What is required - Restate each of the lines given below, word for word.
━━━ Supplied entries
PR #472, opened 2021-11-04
UdevService: prepare for network devices

jpnurmi:
While storage devices are looked up using sysnames, network devices are
instead looked up using syspaths provided by Network Manager. This
commit makes it possible to specify whether it's a sysname or syspath
when querying model and vendor names.

Extracted from https://github.com/canonical/ubuntu-desktop-installer/pull/77.

### DIFF
--- a/packages/ubuntu_desktop_installer/lib/services/udev_service.dart
+++ b/packages/ubuntu_desktop_installer/lib/services/udev_service.dart
@@ -12,20 +12,30 @@ class UdevService {
   void dispose() => _udev.dispose();
 
   /// The combined model and vendor name of the device.
-  String fullName(String sysname) {
+  String fullName({String? sysname, String? syspath}) {
     return <String?>[
-      modelName(sysname),
-      vendorName(sysname),
+      modelName(sysname: sysname, syspath: syspath),
+      vendorName(sysname: sysname, syspath: syspath),
     ].where((p) => p?.isNotEmpty == true).join(' ');
   }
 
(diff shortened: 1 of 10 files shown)


packages/ubuntu_desktop_installer/lib/services/udev_service.dart
```diff
@@ -12,20 +12,30 @@ class UdevService {
...
   /// The vendor of the specified device (e.g. 'sda' -> 'SanDisk').
-  String? vendorName(String sysname) => _getDevice(sysname)?.vendor;
+  String? vendorName({String? sysname, String? syspath}) {
+    return _getDevice(sysname: sysname, syspath: syspath)?.vendor;
+  }
 
-  UdevDevice? _getDevice(String sysname) {
-    return UdevDevice.fromSysname(_udev, subsystem: 'block', sysname: sysname);
+  UdevDevice? _getDevice({String? sysname, String? syspath}) {
+    assert(sysname != null || syspath != null);
```
robert-ancell, line 33: It seems you can only provide either a sysname or a syspath. This suggests either:
- There should be an assertion that both weren't provided.
- Instead of two parameters, use one with an enum, e.g. `_getPath(syspath, Format.syspath)
- Have two methods, `_getPathFromSyspath`, `_getPathFromSysname`

jpnurmi: I ended up using polymorphism to avoid moving the if-clause from one place to another. :)

robert-ancell (approved):
LGTM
━━━━━━
Response -
PR #472, opened 2021-11-04
UdevService: prepare for network devices

jpnurmi:
While storage devices are looked up using sysnames, network devices are
instead looked up using syspaths provided by Network Manager. This
commit makes it possible to specify whether it's a sysname or syspath
when querying model and vendor names.

Extracted from https://github.com/canonical/ubuntu-desktop-installer/pull/77.

### DIFF
--- a/packages/ubuntu_desktop_installer/lib/services/udev_service.dart
+++ b/packages/ubuntu_desktop_installer/lib/services/udev_service.dart
@@ -12,20 +12,30 @@ class UdevService {
   void dispose() => _udev.dispose();
 
   /// The combined model and vendor name of the device.
-  String fullName(String sysname) {
+  String fullName({String? sysname, String? syspath}) {
     return <String?>[
-      modelName(sysname),
-      vendorName(sysname),
+      modelName(sysname: sysname, syspath: syspath),
+      vendorName(sysname: sysname, syspath: syspath),
     ].where((p) => p?.isNotEmpty == true).join(' ');
   }
 
(diff shortened: 1 of 10 files shown)


packages/ubuntu_desktop_installer/lib/services/udev_service.dart
```diff
@@ -12,20 +12,30 @@ class UdevService {
...
   /// The vendor of the specified device (e.g. 'sda' -> 'SanDisk').
-  String? vendorName(String sysname) => _getDevice(sysname)?.vendor;
+  String? vendorName({String? sysname, String? syspath}) {
+    return _getDevice(sysname: sysname, syspath: syspath)?.vendor;
+  }
 
-  UdevDevice? _getDevice(String sysname) {
-    return UdevDevice.fromSysname(_udev, subsystem: 'block', sysname: sysname);
+  UdevDevice? _getDevice({String? sysname, String? syspath}) {
+    assert(sysname != null || syspath != null);
```
robert-ancell, line 33: It seems you can only provide either a sysname or a syspath. This suggests either:
- There should be an assertion that both weren't provided.
- Instead of two parameters, use one with an enum, e.g. `_getPath(syspath, Format.syspath)
- Have two methods, `_getPathFromSyspath`, `_getPathFromSysname`

jpnurmi: I ended up using polymorphism to avoid moving the if-clause from one place to another. :)

robert-ancell (approved):
LGTM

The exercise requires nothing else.